Dalam rangka melaksanakan penegakan hukum yang berorientasi pada konsep atau pendekatan Keadilan Restoratif, Kajati Jatim, Dr. Mia Amiati, SH, MH pada hari Rabu tanggal 12 Juli 2023, didampingi Wakajati, Aspidum dan Koordinator di Bidang Pidum serta Kasi Oharda bersama-sama dengan beberapa Kajari terkait, yaitu Kajari Surabaya, Kajari Sidoarjo, Kajari Blitar, Kajari Kota Malang, Kajari Bojonegoro, Kajari Tanjung Perak, Kajari Tulungagung, Kajari Kab Mojokerto, Kajari Kota Mojokerto dan Kajari Situbondo telah melaksanakan expose din hadapan Bapak Jam Pidum melalui sarana virtual 17 (tujuh belas) perkara yang dimohonkan Penghentian Penuntutan berdasarkan Keadilan Restoratif yaitu : 14(empat belas) perkara OHARDA dan 3 (tiga) perkara Penyalahgunaan Narkotika, dengan rician sebagai berikut :
EMPAT BELAS PERKARA OHARDA
- 5 (lima) perkara pencurian (yang memenuhi ketentuan Pasal 362 KUHP) diajukan oleh Kejari Surabaya (1 perkara), Kejari Sidoarjo (2 perkara), Kejari Kabupaten Pasuruan (1 perkara) dan Kejari Kota Malang (1 perkara).

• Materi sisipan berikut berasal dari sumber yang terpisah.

PR #1552, opened 2019-07-15
Render membership payment form

timEulitz:


skins/laika/src/components/shared/AmountSelection.vue
```diff
@@ -52,6 +53,7 @@ export default Vue.extend( {
 			type: String,
 			default: '',
 		},
+		caption: String,
```
gbirke: This might create an error if you leave caption undefined in the parent component. Maybe add a default value.

skins/laika/src/components/pages/membership_form/subpages/PaymentPage.vue
```diff
@@ -1,14 +1,52 @@
...
+		Payment,
+	},
+	props: {
+		validateAmountUrl: String,
+		paymentAmounts: Array as () => Array<String>,
+		paymentIntervals: Array as () => Array<Number>,
+	},
+	methods: {
+		submit() {
+			( this.$refs.address as any ).validateForm().then( () => {
```
gbirke: wrong ref name and missing `ref` attribute in the template. Also, `Payment` component has no  `validateForm ` method yet.

timEulitz:
Feature is not done but I would like to get the progress merged at this point because it's become somewhat stable.

skins/laika/src/components/Question.vue
```diff
@@ -51,3 +51,25 @@ export default Vue.extend( {
 	},
 } );
 </script>
+
+<style lang="scss">
+@import "../scss/custom";
```
tzhelyazkova: why is this part of this PR?

skins/laika/src/components/pages/membership_form/AddressType.vue
```diff
@@ -1,6 +1,6 @@
 <template>
 	<fieldset>
-		<legend class="title is-size-5">{{ $t( 'membership_section_address_header_type' ) }}</legend>
```
tzhelyazkova: I named all these without `form` in there on purpose but ok..

skins/laika/src/components/pages/membership_form/Payment.vue
```diff
@@ -0,0 +1,72 @@
...
+			interval: ( state: any ) => state[ NS_MEMBERSHIP_FEE ].values.interval,
+		} ),
+		...mapGetters( NS_MEMBERSHIP_FEE, {
+			feeIsValid: 'feeIsValid',
+			typeIsValid: 'typeIsValid',
+			minimumAmount: 'minimumAmount',
+		} ),
+		getMinimumAmount: {
+			get: function () {
+				return ( this as any ).minimumAmount( this.$store.getters[ NS_MEMBERSHIP_ADDRESS + '/addressType' ] );
```
tzhelyazkova: :middle_finger: for TypeScript

skins/laika/src/components/pages/membership_form/subpages/AddressPage.vue
```diff
@@ -24,5 +34,15 @@ export default Vue.extend( {
 		showMembershipTypeOption: Boolean,
 		initialFormValues: [ Object, String ],
 	},
+	methods: {
+		next() {
+			( this.$refs.address as any ).validateForm().then( () => {
+				if ( this.$store.getters[ NS_MEMBERSHIP_ADDRESS + '/requiredFieldsAreValid' ] ) {
+					this.$emit( 'next-page' );
+					return;
```
tzhelyazkova: you don't need this

skins/laika/src/store/membership_fee/constants.ts
```diff
@@ -0,0 +1,2 @@
+export const MEMBERSHIP_MINIMUM_FEE_PERSONAL = 2400; // In cents
```
tzhelyazkova: It's better to put the comment in the name of the constant.

skins/laika/src/store/membership_fee/getters.ts
```diff
@@ -17,4 +19,23 @@ export const getters: GetterTree<MembershipFee, any> = {
...
+		if ( isNaN( interval ) ) {
+			return 0;
+		}
+		const yearlyIntervalMultiplier = interval / 12;
+		if ( addressType === AddressTypeModel.PERSON ) {
+			return MEMBERSHIP_MINIMUM_FEE_PERSONAL * yearlyIntervalMultiplier;
+		}
+		return MEMBERSHIP_MINIMUM_FEE_COMPANY * yearlyIntervalMultiplier;
+	},
+	yearlyAmount: function ( state: MembershipFee ) {
```
tzhelyazkova: return type is missing

gbirke:
Missing parts:

- [ ] Unit test for Payment passing on the right minimumAmount to amountSelection
- [ ] `setInterval` store action should also trigger fee validation (+ unit testing that behavior). Or alternatively, validate separately (see below).
- [ ] Bank data component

- 5 (lima) Perkara Penganiayaan (yang memenuhi ketentuan Pasal 351) diajukan oleh Kejari Magetan (2 perkara), Kejari Tanjung Perak(1 perkara) dan Kejari Tulungagung (2 perkara).
- 2 (dua) perkara Penadahan (yang memenuhi ketentuan Pasal 480 KUHP) diajukan oleh Kejari Blitar dan Kejari Bojonegoro.
- 1 (satu) perkara Pengrusakan (yang memenuhi ketentuan Pasal 406 KUHP) diajukan oleh Kejari Sidoarjo
- 1 (satu) perkara yang memenuhi ketentuan Pasal 80 ayat (1) UU RI No. 35 Tahun 2014 tentang PerubahanAtas UU RI No.23 Tahun 2002 tentang Perlindungan Anak diajukan oleh Kejari Kabupaten Pasuruan.
TIGA PERKARA PENYALAHGUNAAN NARKOTIKA
Untuk perkara penyalahgunaan narkotika ada 3 (tiga) perkara yang diajukan permohonan penghentian penuntutannya berdasarkan keadilan Restoratif yaitu dari Kejari Kota Mojokerto 2 (dua) perkara dan Kejari Situbondo 1 (satu) perkara.
Penyelesaian perkara pidana melalui mekanisme penghentian penuntutan berdasarkan keadilan restoratif menjadi bukti bahwa negara melalui penegak hukumnya hadir memberikan humanisme dalam penegakan hukum dalam rangka menciptakan rasa keadilan di tengah-tengah masyarakat. Melalui kebijakan restorative justice, diharapkan tidak ada lagi masyarakat bawah yang tercederai oleh rasa ketidakadilan. Langkah ini menjadi pembuktian nyata bahwa penegakan hukum tidak hanya tajam ke bawah. Meskipun demikian, perlu juga untuk digarisbawahi bahwa keadilan restoratif bukan berarti memberikan ruang pengampunan bagi pelaku pidana untuk mengulangi kesalahan serupa.